Yöntem 3 Duygularını değiştir



  1. Doktorunuzdan size yardımcı olabilecek bir ilaç yazmasını isteyin. Araştırmalar, hipokondrinin, depresyon ve anksiyete bozuklukları ile ilişkili olduğunu, genetik bir köken olabileceğini düşündürmektedir. Bu durumda, durumunuzu doğru şekilde tedavi etmek için bir antidepresan denemelisiniz. Sizin durumunuz olduğu ortaya çıktığında bu tedaviyi reddetmeyin.
    • Araştırmaya göre, serotonin inhibitörleri ve trisiklik antidepresanlar genellikle hipokondri tedavisi için reçete edilir. Kural olarak, bu ilaçlar son derece tehlikelidir ve uygun bir şekilde veya uzun bir süre boyunca kullanılmazlarsa ağır bağımlılığa neden olurlar.
    • Çoğu akıl hastalığında olduğu gibi, hipokondri için en etkili tedavi bilişsel davranış terapisi ve ilaç tedavisidir. Bu iki tedavi bileşenini ciddiye almazsanız, sürekli ilerleme kaydedemezsiniz. Bu yüzden, kendinizi iyi hissettiğiniz anlarda ilaçları ya da uyuşturuculardaki oturumları durdurma hatasını yapmamalısınız.


  2. Diyetinizde değişiklikler yapın. Diyet ve hipokondri arasındaki bağlantı üzerine araştırmalar henüz başlangıç ​​aşamasında olmasına rağmen, genellikle birkaç ipucu izlemeniz önerilir.
    • Alerjen olduğundan şüphelendiğiniz yiyecekleri çıkarın. Vücudunuzu üzen herhangi bir yiyecek, kolayca yanlış anlayabileceğiniz olası belirtiler üretecektir. Ayrıca, gün boyunca birkaç küçük öğün yemek de yararlı olabilir. Bu, kan şekerinizi stabilize eder ve daha iyi sindirmenize izin verir, bu da ruh halinizi iyileştirir ve yanıltıcı olabilecek ağrıyı azaltır.
    • Kafein alımınızı azaltın. Genel olarak uyarıcılar kaygı çeken insanlar için tehlikelidir ve yatmadan önce iki fincan kahve içtiyseniz, takıntılı düşünceler ve uykusuzluk konusunda ustalaşmak zordur.
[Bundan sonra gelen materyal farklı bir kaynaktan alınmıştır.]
PR #418, opened 2022-09-21
Refactor Custombars

Incompleteusern:
This pr does the following
- Code deduplication through the usage (`BaseBarOverlay` is the interface)
- Converts rendered text to use icons, which is more in line with legacy
  - Awakened: ۞
  - Focus (not implemented): ➶ (not in legacy)
  - Arcanist Bank: ☄
  - Blood Pool: ⚕ 

TODO Images:
- Focus Image
- Me dying to Qira


magicus:
I'm not sure I understand the "Why?" here... That is, what is your goal and reason for doing this?

It looks like you are removing all support for the actionbar meters (health and mana). That is certainly not OK.

Incompleteusern:
> I'm not sure I understand the "Why?" here... That is, what is your goal and reason for doing this?
> 
> It looks like you are removing all support for the actionbar meters (health and mana). That is certainly not OK.

The reason for doing this is to make it easier to create new bars in the future, as well as removing the code duplication and standardizing the code.

Actionbar meters are still supported, and I will post an image when I have finished testing everything. 

I apologize that the .diff is mangled, and it might be best to read the file in its own context.

common/src/main/java/com/wynntils/wynn/utils/WynnBossBarUtils.java
```diff
@@ -7,38 +7,45 @@
...
-        for (LerpingBossEvent event : McUtils.mc().gui.getBossOverlay().events.values()) {
+        Collection<LerpingBossEvent> events =
+                McUtils.mc().gui.getBossOverlay().events.values();
+
+        for (LerpingBossEvent event : events) {
             matcher = titlePattern.matcher(ComponentUtils.getCoded(event.getName()));
             if (matcher.matches()) {
                 poolEvent = event;
+                if (cancel) {
+                    events.remove(event);
```
kristofbolyai: Well, this is kinda weird. But this sure does its job and is not that intrusive as my solution with redirect.

common/src/main/java/com/wynntils/wynn/utils/WynnBossBarUtils.java
```diff
@@ -7,38 +7,45 @@
...
+    public static final BarProgress NO_AWAKENED_PROGRESS = new BarProgress(0, 0, -1);
+    public static final BarProgress NO_FOCUS = new BarProgress(0, 0, -1);
 
     private static final Pattern BLOOD_POOL_PATTERN = Pattern.compile("§cBlood Pool §4\\[§c(\\d+)%§4\\]");
     private static final Pattern MANA_BANK_PATTERN = Pattern.compile("§bMana Bank §3\\[(\\d+)/(\\d+)§3\\]");
     private static final Pattern AWAKENED_PROGRESS_PATTERN = Pattern.compile("§fAwakening §7\\[§f(\\d+)/(\\d+)§7]");
     private static final Pattern FOCUS_PATTERN = Pattern.compile("§eFocus §6\\[§e(\\d+)/(\\d+)§6]");
 
-    private static Pair<LerpingBossEvent, Matcher> getLerpingBossEvent(Pattern titlePattern) {
+    private static Pair<LerpingBossEvent, Matcher> getLerpingBossEvent(Pattern titlePattern, boolean cancel) {
```
kristofbolyai: There might be a better name for `cancel`. Perhaps `disableVanillaRendering`? (or anything else that fits better)

common/src/main/java/com/wynntils/features/user/overlays/CustomBarsOverlayFeature.java
```diff
@@ -294,178 +309,124 @@ public FocusBarOverlay() {
...
-        public CustomColor textColor = CommonColors.LIGHT_BLUE;
-
-        public ManaBarOverlay() {
+    public static class FocusBarOverlay extends BaseBarOverlay {
+        public FocusBarOverlay() {
             super(
                     new OverlayPosition(
                             -30,
-                            52,
+                            -150,
```
kristofbolyai, line 382: Why?

common/src/main/java/com/wynntils/features/user/overlays/CustomBarsOverlayFeature.java
```diff
@@ -211,78 +222,82 @@ public AwakenedProgressBarOverlay() {
...
-            if (!WynnUtils.onWorld()) return;
+        public String icon() {
+            return "⚕";
+        }
 
-            WynnBossBarUtils.AwakenedBar awakenedBar = WynnBossBarUtils.getAwakenedBar();
-            if (awakenedBar.equals(WynnBossBarUtils.NO_AWAKENED_PROGRESS)) return;
+        @Override
+        public WynnBossBarUtils.BarProgress progress() {
+            return WynnBossBarUtils.getBloodPool(!INSTANCE.shouldDisplayOnBossBar);
```
kristofbolyai: `CustomBarsOverlayFeature.this` instead of `INSTANCE`?

common/src/main/java/com/wynntils/features/user/overlays/CustomBarsOverlayFeature.java
kristofbolyai: I notice you changed positions for other overlays as well. What does this mean? Where are they now?

Incompleteusern: This is because `BaseBarOverlay` was added, which then shifts all the classes in the .diff downward. In reality, there shouldn't be any changes to the positions.

kristofbolyai: Oh, GH is so weird..

common/src/main/java/com/wynntils/features/user/overlays/CustomBarsOverlayFeature.java
Incompleteusern: This is an unhappy side effect that the overlay has to reference the config statically. I am glad for an alternative.

common/src/main/java/com/wynntils/wynn/utils/WynnBossBarUtils.java
Incompleteusern: That would likely be better

common/src/main/java/com/wynntils/wynn/utils/WynnBossBarUtils.java
magicus: I'm not really following where and how this is happening in time. So the boss bar gets data gets updated in vanilla, but then this method is called, and it removes the boss bar from the set of boss bars? But whenever Vanilla gets a new boss bar update packet, it will recreate the data? What if Vanilla happens to render the bars before this method is called? Will the boss bar flicker in and out?

I agree that this is less intrusive, but I must feel convinced it is stable and reliable.

magicus:
Yes, the github diff view had particular problems presenting this change in a good way. I think I understand a bit better what you are doing now.

magicus:
Do we have some "prior art" for moving overlays to separate files? I think this Feature class is started to get quite crowded. It would be good if `BaseBarOverlay` could move to a separate file.

common/src/main/java/com/wynntils/wynn/utils/WynnBossBarUtils.java
Incompleteusern: I have yet to fully test this yet. I hope it does not flicker serendipidiously :-), but if it does, I may have to resort to more intrusive methods

Incompleteusern: EDIT: This does not work sadly

Incompleteusern:
This should basically be ready for review, barring images which I have not had time to add yet.

kristofbolyai (approved):
Seems good to me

  3. Yoga ya da fiziksel aktiviteyi deneyin. Herhangi bir yoğun fiziksel aktivite, size doğal bir destek verecek, refahı destekleyen beyin kimyasalları olan endorfinleri serbest bırakacaktır. Ek olarak, vücudunuzdan bıktıysanız, midenizin ürettiği seslerin kanser belirtileri olduğuna dair kanıt aramak için sabahın erken saatlerine kadar ayakta kalmak için daha rahat ve daha az olasılıkla olacaksınız.
    • Günde en az yarım saat ve haftada beş gün fiziksel aktivite yapın. Daha önce hiç aktivite yapmadıysanız, günde 15 dakika yürümeye başlayabilirsiniz. Endişenizi yönetmek istediğinizde faaliyetlerinizin sıklığı sürelerinden daha önemlidir. Bu spor aktivitelerine hafta sonları rezervasyon yaptırmamalısınız. Seanslarınızı hafta boyunca bölün.


  4. Düzenli saatlerde uyuyun. Aşırı endişe ve kaygılar sık ​​sık uyumakta güçlük çekebilir, bu nedenle hipokondriyakların yeterli uyku alamaması sık görülür. Bu gerçekleşirse yorgun ve huysuz olmanız daha muhtemel olacaktır; bu, net düşünmeyi kolaylaştıracak ve sorunlarınıza neden olan düşüncelerle savaşmanıza izin vermeyecektir.
    • Yatmadan önce rahatlama tekniklerini kullanın. Bu, tüm kas gruplarınızı birbiri ardına kademeli olarak kasılmak ve rahatlatmak gibi sistematik bir rahatlama egzersizi kadar basit olabilir. Ayrıca sıcak bir banyo yaparak veya dinlendirici müzik dinleyerek kaygıyı yöneten kişilerden biri olabilirsiniz.
    • Her gece aynı saatte yat. Uykusuz bir geceden sonra yorulduğunuzda ve sadece işinizden döndükten sonra biraz kestirmek istediğinizde yatma zamanı için belirli bir program tutmak zor olsa da, kestirmek için baştan çıkarmaya karşı koymalısınız. çalışması.
      • Uyku düzeninizde en ufak bir bozulmadan sonra iyi alışkanlıklara geri dönmekte zorlanabilirsiniz, bu nedenle her gün aynı saatte uzanıp uyanmak için elinizden geleni yapmalısınız. Vücudunuz kendini ayarlar ve düzenli bir programa adapte olur ve yaparsanız daha rahat ve dengeli hissedersiniz.


  5. Hastalık ve durum belirtileri için çevrimiçi araştırma yapmaktan kaçının. Bu sadece durumunuzu ağırlaştırır. Web'i bu amaç için kullanmayın ve boş zamanlarınızı daha sağlıklı faaliyetlerle doldurun.